Available records:

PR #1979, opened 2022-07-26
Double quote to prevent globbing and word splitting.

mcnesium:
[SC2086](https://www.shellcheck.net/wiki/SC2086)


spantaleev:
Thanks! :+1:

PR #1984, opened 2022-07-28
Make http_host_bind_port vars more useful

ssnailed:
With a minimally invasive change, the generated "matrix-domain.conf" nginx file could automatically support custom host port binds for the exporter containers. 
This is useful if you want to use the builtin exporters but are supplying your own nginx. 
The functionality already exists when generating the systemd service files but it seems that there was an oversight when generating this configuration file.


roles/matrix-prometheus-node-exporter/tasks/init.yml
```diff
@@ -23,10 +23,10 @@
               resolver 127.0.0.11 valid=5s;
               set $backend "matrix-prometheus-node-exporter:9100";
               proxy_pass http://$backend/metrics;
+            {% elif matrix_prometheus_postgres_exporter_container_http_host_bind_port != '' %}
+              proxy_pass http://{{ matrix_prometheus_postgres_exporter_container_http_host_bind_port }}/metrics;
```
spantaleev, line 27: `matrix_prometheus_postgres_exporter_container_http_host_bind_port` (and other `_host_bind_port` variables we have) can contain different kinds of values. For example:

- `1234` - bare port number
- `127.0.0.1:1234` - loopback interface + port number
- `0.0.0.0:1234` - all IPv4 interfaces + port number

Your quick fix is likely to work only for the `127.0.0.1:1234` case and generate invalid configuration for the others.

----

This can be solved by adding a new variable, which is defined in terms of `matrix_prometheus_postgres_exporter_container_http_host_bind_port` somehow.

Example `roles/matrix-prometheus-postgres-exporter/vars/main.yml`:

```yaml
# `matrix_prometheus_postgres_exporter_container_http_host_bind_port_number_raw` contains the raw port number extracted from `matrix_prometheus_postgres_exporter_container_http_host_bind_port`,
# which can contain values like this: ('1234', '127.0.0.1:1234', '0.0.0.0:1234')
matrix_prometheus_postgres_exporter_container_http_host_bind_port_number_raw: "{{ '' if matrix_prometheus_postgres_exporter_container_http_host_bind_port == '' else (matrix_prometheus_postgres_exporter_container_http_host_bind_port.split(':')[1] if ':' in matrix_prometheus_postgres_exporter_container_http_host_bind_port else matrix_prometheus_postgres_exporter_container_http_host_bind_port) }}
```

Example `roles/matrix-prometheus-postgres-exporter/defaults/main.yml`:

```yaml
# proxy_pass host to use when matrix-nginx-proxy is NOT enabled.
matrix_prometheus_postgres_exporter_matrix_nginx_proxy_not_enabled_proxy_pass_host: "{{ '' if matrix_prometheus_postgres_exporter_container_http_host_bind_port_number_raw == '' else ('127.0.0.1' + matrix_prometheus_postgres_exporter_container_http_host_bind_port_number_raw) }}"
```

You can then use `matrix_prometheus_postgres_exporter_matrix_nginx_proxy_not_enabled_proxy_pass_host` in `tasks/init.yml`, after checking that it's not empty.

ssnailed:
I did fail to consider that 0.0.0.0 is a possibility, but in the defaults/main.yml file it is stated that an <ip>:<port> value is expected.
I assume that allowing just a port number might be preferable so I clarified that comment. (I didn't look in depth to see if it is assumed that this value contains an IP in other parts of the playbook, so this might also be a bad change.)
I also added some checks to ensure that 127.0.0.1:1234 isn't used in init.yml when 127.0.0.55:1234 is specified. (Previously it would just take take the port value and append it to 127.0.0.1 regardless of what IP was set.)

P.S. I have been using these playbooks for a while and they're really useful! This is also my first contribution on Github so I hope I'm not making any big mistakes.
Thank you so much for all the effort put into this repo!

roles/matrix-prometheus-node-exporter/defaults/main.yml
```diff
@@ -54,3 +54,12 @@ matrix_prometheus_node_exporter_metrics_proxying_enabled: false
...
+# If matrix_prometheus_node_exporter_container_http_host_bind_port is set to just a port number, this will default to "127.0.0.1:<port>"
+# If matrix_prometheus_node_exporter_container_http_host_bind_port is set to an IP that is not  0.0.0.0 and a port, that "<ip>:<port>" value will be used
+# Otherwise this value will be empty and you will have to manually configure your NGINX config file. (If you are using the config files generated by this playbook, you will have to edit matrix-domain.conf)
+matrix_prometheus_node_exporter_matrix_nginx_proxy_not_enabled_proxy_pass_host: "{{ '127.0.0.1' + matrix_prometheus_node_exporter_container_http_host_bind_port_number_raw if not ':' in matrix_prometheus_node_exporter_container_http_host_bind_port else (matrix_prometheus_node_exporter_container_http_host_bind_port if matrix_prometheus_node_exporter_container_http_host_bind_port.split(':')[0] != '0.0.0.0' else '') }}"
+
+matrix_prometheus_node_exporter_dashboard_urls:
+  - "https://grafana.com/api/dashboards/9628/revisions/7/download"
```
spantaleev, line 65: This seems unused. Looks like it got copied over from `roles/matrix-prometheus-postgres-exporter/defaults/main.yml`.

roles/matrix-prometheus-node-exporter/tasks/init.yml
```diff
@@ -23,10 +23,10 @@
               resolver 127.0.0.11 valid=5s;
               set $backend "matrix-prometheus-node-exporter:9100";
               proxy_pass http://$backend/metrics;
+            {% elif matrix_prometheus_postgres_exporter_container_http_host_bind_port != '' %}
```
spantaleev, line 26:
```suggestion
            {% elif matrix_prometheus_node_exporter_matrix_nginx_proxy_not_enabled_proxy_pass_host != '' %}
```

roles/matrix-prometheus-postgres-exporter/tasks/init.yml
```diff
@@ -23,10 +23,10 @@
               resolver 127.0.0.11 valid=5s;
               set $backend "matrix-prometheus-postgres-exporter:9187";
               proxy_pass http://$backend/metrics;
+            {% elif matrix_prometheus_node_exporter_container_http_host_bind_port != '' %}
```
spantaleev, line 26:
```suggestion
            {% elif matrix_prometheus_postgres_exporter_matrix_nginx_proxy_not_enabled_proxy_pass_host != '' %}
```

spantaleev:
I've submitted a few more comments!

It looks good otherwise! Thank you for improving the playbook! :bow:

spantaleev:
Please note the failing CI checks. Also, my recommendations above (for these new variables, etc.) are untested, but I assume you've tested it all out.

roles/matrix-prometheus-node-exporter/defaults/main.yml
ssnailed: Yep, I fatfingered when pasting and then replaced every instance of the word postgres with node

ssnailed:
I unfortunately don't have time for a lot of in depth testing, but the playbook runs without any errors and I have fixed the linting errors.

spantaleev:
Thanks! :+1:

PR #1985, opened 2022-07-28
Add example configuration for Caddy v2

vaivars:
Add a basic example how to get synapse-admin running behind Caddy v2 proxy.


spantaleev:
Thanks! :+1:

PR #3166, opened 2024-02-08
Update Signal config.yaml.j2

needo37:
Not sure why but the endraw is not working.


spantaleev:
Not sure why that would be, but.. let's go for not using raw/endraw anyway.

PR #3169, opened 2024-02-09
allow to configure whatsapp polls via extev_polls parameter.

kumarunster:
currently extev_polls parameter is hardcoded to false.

Task instructions: In the listing, count every line holding the word "tasks"; answer with the count alone.

Reply: 4